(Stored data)
PR #558, opened 2018-12-06
Using Money.locale_backend instead of Money.use_i18n and providing downward compatibility

Joerg-Seitz:
**Problem:**
The latest version of the money gem deprecates the use of `Money.use_i18n` and suggests using `Money.locale_backend`. For that reason we updated our configuration as follows:
```
Money.use_i18n = false        # We did this to avoid deprecation warnings see https://github.com/RubyMoney/money/issues/828
Money.locale_backend = :i18n
```
Since money-rails currently does not check for `Money.locale_backend` this caused the thousands_separator and the delimiter to be sourced from the currency locale. Now this normally should not cause problems as long as the thousands_separators and delimiters are identical.
But we were using an english language locale and a euro currency locale, which do not share the same delimiters and operators and caused the following validation to fail.

```
def thousand_separator_after_decimal_mark
  thousands_separator.present? && decimal_pieces.length == 2 && decimal_pieces[1].include?(thousands_separator)
end
```

**Solution:**
To fix this behaviour I introduced `use_backend_locale?` that checks if `Money.backend_locale` is set and only calls `Money.use_i18n` as a fallback to provide downwards compatibility.
Additionally this should fix deprecation warnings for people who set up their project using `Money.locale_backend`.

**Tests:**
I added tests for the new behaviour but did not adjust all the existing tests to use Money.locale_backend. Let me know if this is necessary

### DIFF
--- a/lib/money-rails/active_model/validator.rb
+++ b/lib/money-rails/active_model/validator.rb
@@ -62,16 +62,20 @@ module MoneyRails
 
       def decimal_mark
         character = currency.decimal_mark || '.'
-        @_decimal_mark ||= Money.use_i18n ? I18n.t('number.currency.format.separator', default: character) : character
+        @_decimal_mark ||= use_backend_locale? ? I18n.t('number.currency.format.separator', default: character) : character
       end
 
       def thousands_separator
         character = currency.thousands_separator || ','
-        @_thousands_separator ||= Money.use_i18n ? I18n.t('number.currency.format.delimiter', default: character) : character
+        @_thousands_separator ||= use_backend_locale? ? I18n.t('number.currency.format.delimiter', default: character) : character
       end
 
       def symbol
-        @_symbol ||= Money.use_i18n ? I18n.t('number.currency.format.unit', default: currency.symbol) : currency.symbol
+        @_symbol ||= use_backend_locale? ? I18n.t('number.currency.format.unit', default: currency.symbol) : currency.symbol
+      end
+
+      def use_backend_locale?
+        Money.locale_backend.present? || Money.use_i18n
       end
 
       def abs_raw_value
--- a/spec/active_record/monetizable_spec.rb
+++ b/spec/active_record/monetizable_spec.rb
@@ -767,9 +767,42 @@ if defined? ActiveRecord
             end
           end
 
+          context "when locale_backend is true" do
+            around(:each) do |example|
+              begin
+                Money.locale_backend = :i18n
+                Money.use_i18n = false
+                example.run
+              ensure
+                Money.locale_backend = nil
+                Money.use_i18n = true
+              end
+            end
+            it "validates with the locale's decimal mark" do
+              transaction.amount = "123,45"
+              expect(transaction.valid?).to be_truthy
+            end
+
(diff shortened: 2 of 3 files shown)


lib/money-rails/active_model/validator.rb
```diff
@@ -62,16 +62,20 @@ def currency
...
+        @_thousands_separator ||= use_backend_locale? ? I18n.t('number.currency.format.delimiter', default: character) : character
       end
 
       def symbol
-        @_symbol ||= Money.use_i18n ? I18n.t('number.currency.format.unit', default: currency.symbol) : currency.symbol
+        @_symbol ||= use_backend_locale? ? I18n.t('number.currency.format.unit', default: currency.symbol) : currency.symbol
+      end
+
+      def use_backend_locale?
+        Money.locale_backend.present? || Money.use_i18n
```
antstorm: For backwards compatibility you probably wanna check whether Money responds to `locale_backend`, otherwise there will always be a default `locale_backend` value

antstorm:
Looks like some specs are failing, any idea why?

PragTob:
:man_shrugging: I'd hope it's because of the reason you mentioned but not sure.. it seems like it's for rails5, mongoig 6 and mongoid 7 (the failures).

Always thsoe 2 small specs:

```
  1) MoneyRails::ActiveRecord::Monetizable.monetize fails validation with the proper error message if money value is invalid decimal
     Failure/Error: expect(product.errors[:price].size).to eq(1)
     
       expected: 1
            got: 2
     
       (compared using ==)
     # ./spec/active_record/monetizable_spec.rb:225:in `block (3 levels) in <top (required)>'
  2) MoneyRails::ActiveRecord::Monetizable.monetize fails validation with the proper error message if money value is nothing but periods
     Failure/Error: expect(product.errors[:price].size).to eq(1)
     
       expected: 1
            got: 2
     
       (compared using ==)
     # ./spec/active_record/monetizable_spec.rb:232:in `block (3 levels) in <top (required)>'
Finished in 1.76 seconds (files took 1.58 seconds to load)
266 examples, 2 failures
Failed examples:
rspec ./spec/active_record/monetizable_spec.rb:222 # MoneyRails::ActiveRecord::Monetizable.monetize fails validation with the proper error message if money value is invalid decimal
rspec ./spec/active_record/monetizable_spec.rb:229 # MoneyRails::ActiveRecord::Monetizable.monetize fails validation with the proper error message if money value is nothing but periods
The command "bundle exec rspec" exited with 1.
```

antstorm:
@PragTob yep, seems to be related to the new rails (5.2.2) release. Will fix it on `master` once I figure out what's wrong with it

antstorm:
@PragTob the `master` should be fixed now (#559). Can you please rebase your branch and run the specs again?

PragTob:
@antstorm thanks for fixing it! :) It's not my branch though but I'll ping @Joerg-Seitz :)

antstorm:
@PragTob sorry, my bad :) @Joerg-Seitz can you please take a look?

Joerg-Seitz:
Forgot about this for a bit. It should work now :)

PR #563, opened 2019-03-26
Lock sqlite3 to ~> 1.3.6, so specs run smoothly

FunkyloverOne:
With unlocked sqlite3 I had issues running specs, namely errors like this:
```
LoadError: Please install the sqlite3 adapter: `gem install activerecord-sqlite3-adapter` (can't activate sqlite3 (~> 1.3.5), already activated sqlite3-1.4.0. Make sure all dependencies are added to Gemfile.)
```

Now I can successfully run all the specs, yay!

PR #564, opened 2019-03-26
MoneyValidator: use composition over inheritance

FunkyloverOne:
It makes more sense, as we do not own `NumericValidator` code, and do not override anything.
What we actually do is simply prepare values for `NumericValidator`, and perform some checks after `NumericValidator` finish.
So current implementation shows our intentions clearer, and is safer, as we do not risk to accidentally override some private method of some further `NumericValidator` implementation.


FunkyloverOne:
All the failed checks are fixed in #563
Is it possible to re-run all the checks on top of that PR, once it's merged?

antstorm:
@FunkyloverOne I like this change! #563 is now merged so you should be able to rebase with `master` and I'll merge this one

PR #565, opened 2019-03-26
[WIP] Refactor Money for Mongoid, with few questions

FunkyloverOne:
Hey, @antstorm, please take a look.

I got a few questions there in a code (comments), and we might want to change the behavior a bit, depending on the answers.

Also, what if we got some garbage Hash, without needed keys at all for example? Currently, I believe it will end up with zero Money object, but I guess it better be `nil`, or we could also raise an error, depending on `MoneyRails.raise_error_on_money_parsing`.

Also, I think that blank strings, like `"     \n "` for example, also could be interpreted as `nil`, and again, even depending on `MoneyRails.raise_error_on_money_parsing`.

What do you think?

### DIFF
--- a/lib/money-rails/mongoid/money.rb
+++ b/lib/money-rails/mongoid/money.rb
@@ -13,16 +13,12 @@ class Money
     # Get the object as it was stored in the database, and instantiate
     # this custom class from it.
     def demongoize(object)
-      if object.is_a?(Hash)
-        if object.respond_to?(:deep_symbolize_keys)
-          object = object.deep_symbolize_keys
-        else
-          object = object.symbolize_keys
-        end
-        object.has_key?(:cents) ? ::Money.new(object[:cents], object[:currency_iso]) : nil
-      else
-        nil
-      end
+      return nil unless object.is_a?(Hash)
+
+      object = object.symbolize_keys
+      return nil unless object.has_key?(:cents)
+
+      Money.new(object[:cents], object[:currency_iso])
     end
 
     # Takes any possible object and converts it to how it would be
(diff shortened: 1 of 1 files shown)


lib/money-rails/mongoid/money.rb
```diff
@@ -33,6 +29,8 @@ def mongoize(object)
       return nil if object.nil?
       return mongoize_castable(object) if object.respond_to?(:to_money)
 
+      # QUESTION: why whould we even want to store it?
```
antstorm: You might wanna double check this, but I think this is the way Mongoid expects it to behave (I think I saw some other examples of this). I agree that it seems weird that you'd just use whatever has been given to you.

In case that's not true, I'm happy to return `nil` or raise here

lib/money-rails/mongoid/money.rb
```diff
@@ -48,23 +46,22 @@ def evolve(object)
...
-        hash.symbolize_keys!
-      end
+      hash = hash.symbolize_keys
 
       # Guard for a blank form
       return nil if hash[:cents] == '' && hash[:currency_iso] == ''
 
-      ::Money.new(hash[:cents], hash[:currency_iso]).mongoize
+      # QUESTION: what if Money::Currency::UnknownCurrency will be raised?
+      # Should it be dependent on `MoneyRails.raise_error_on_money_parsing`?
```
antstorm: That's a great question. I think it makes sense not to raise when that option is on and return `nil`. I think it used to be the behaviour at some point, not sure why it changed. Might be worth digging through commit history

antstorm:
I prefer a stricter behaviour when dealing with money so a random hash should not result in a zero money object. As for the string parsing — it is handled by `monetize` gem, which I'm extending to support "strict" parsing that will handle these use cases.

lib/money-rails/mongoid/money.rb
FunkyloverOne: Yeah, I guess it was me who actually broke it, will fix.

PR #568, opened 2019-04-04
Support JSON serialization

antstorm:
By default `as_json` serializes all instance variables, which seems like a bad idea, so this provides a minimal implementation to avoid default serialization.

It's probably a good idea to give people ability in the future to change this depending on their needs which might vary significantly.


antstorm:
Another possible solution is to implement `to_hash` instead, which ActiveSupport will fall back to in case `as_json` wasn't found

PR #570, opened 2019-04-29
Add locale_backend default + comments to template

### LINKED ISSUE #569: add locale_backend to configuration template
From reading the code, it looks like `MoneyRails.configure` delegates `locale_backend`, so you can deal with this issue>(https://github.com/RubyMoney/money#deprecation) within the `configure` block.

Can we add a comment for this setting to `lib/money-rails/configuration.rb` to make this clear to future users? Happy to submit a small PR if requested.

ditsara:
Per https://github.com/RubyMoney/money#deprecation the default behavior
of checking i18n locale and falling back to per-currency localization
will be deprecated. This results in a deprecation message when
`locale_backend` has not been set.

This commit explicitly sets `config.locale_backend` to `nil` and adds
comments to turn on Money format localization.

Fixes #569

### DIFF
--- a/lib/generators/templates/money.rb
+++ b/lib/generators/templates/money.rb
@@ -105,8 +105,6 @@ MoneyRails.configure do |config|
   # In case you don't need localization and would like to use default values
   # (can be redefined using config.default_format):
   # config.locale_backend = nil
-  #
-  config.locale_backend = nil
 
   # Set default raise_error_on_money_parsing option
   # It will be raise error if assigned different currency
--- a/lib/generators/templates/money.rb
+++ b/lib/generators/templates/money.rb
@@ -83,6 +83,31 @@ MoneyRails.configure do |config|
   #   sign_before_symbol: nil
   # }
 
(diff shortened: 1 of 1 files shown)


adrienpoly:
maybe it could be mentioned that this requires at least the version v1.13.2. I was on v1.13.1 and `locale_backend` wasn't available in that version, took me a bit of time to find out.

antstorm:
@ditsara thank you for the PR, looks great. One thing is that this is a breaking change, so would need a major version update. Do you think it makes sense to set it to `:legacy` as per `money`'s default or just not set it to anything, allowing users to pick themselves?

ditsara:
@adrienpoly @antstorm good point about the different versions of Money and it being a breaking change. In that case, I think leaving it unset probably makes the most sense. Money will then determine what to do -- for v1.13.2 it will output a deprecation message, and then the user can make the choice from there. I'll push a change to the branch.

antstorm:
@ditsara nice one, thank you! 👍

PR #583, opened 2019-10-15
Add rails 6 to gemfiles and travis config

smudge:
👋 Howdy -- should be pretty straightforward. I also added a sprocket 4.0 manifest file since tests are now pulling in that version of sprockets and it was causing them to fail. Let me know if you have any questions or would like me to make any adjustments.


antstorm:
@smudge thanks, this is great! :+1:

• _What is needed_:
Check each line above for the word "RubyMoney" and copy every line that has it.

• _Solution to this exercise_:
Money.use_i18n = false        # We did this to avoid deprecation warnings see https://github.com/RubyMoney/money/issues/828
From reading the code, it looks like `MoneyRails.configure` delegates `locale_backend`, so you can deal with this issue>(https://github.com/RubyMoney/money#deprecation) within the `configure` block.
Per https://github.com/RubyMoney/money#deprecation the default behavior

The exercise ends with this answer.